▶ Task prompt
Check each line of the records below for the string "free", then state how many lines contain it, with no other output.

▶ Exercise materials
----------------------------------------

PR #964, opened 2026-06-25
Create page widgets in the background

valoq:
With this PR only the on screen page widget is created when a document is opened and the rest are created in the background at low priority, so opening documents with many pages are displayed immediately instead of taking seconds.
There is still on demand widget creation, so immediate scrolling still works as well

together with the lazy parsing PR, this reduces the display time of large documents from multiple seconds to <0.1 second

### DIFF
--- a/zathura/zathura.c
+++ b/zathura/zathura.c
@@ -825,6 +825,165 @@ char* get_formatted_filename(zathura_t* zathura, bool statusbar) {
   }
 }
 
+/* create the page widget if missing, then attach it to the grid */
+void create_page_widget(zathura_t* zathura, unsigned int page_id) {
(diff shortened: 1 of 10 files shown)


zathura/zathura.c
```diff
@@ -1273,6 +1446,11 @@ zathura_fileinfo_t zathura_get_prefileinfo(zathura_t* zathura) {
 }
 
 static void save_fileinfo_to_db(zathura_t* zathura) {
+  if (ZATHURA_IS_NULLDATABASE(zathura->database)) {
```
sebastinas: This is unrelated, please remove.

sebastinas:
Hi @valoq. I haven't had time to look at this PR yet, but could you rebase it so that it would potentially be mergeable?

----------------------------------------

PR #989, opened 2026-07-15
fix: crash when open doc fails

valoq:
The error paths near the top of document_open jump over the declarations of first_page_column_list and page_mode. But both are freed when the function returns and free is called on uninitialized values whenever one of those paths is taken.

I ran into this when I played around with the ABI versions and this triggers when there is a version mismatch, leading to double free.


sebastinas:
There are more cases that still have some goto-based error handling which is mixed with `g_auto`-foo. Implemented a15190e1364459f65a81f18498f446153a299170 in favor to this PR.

----------------------------------------

▶ Finished task
2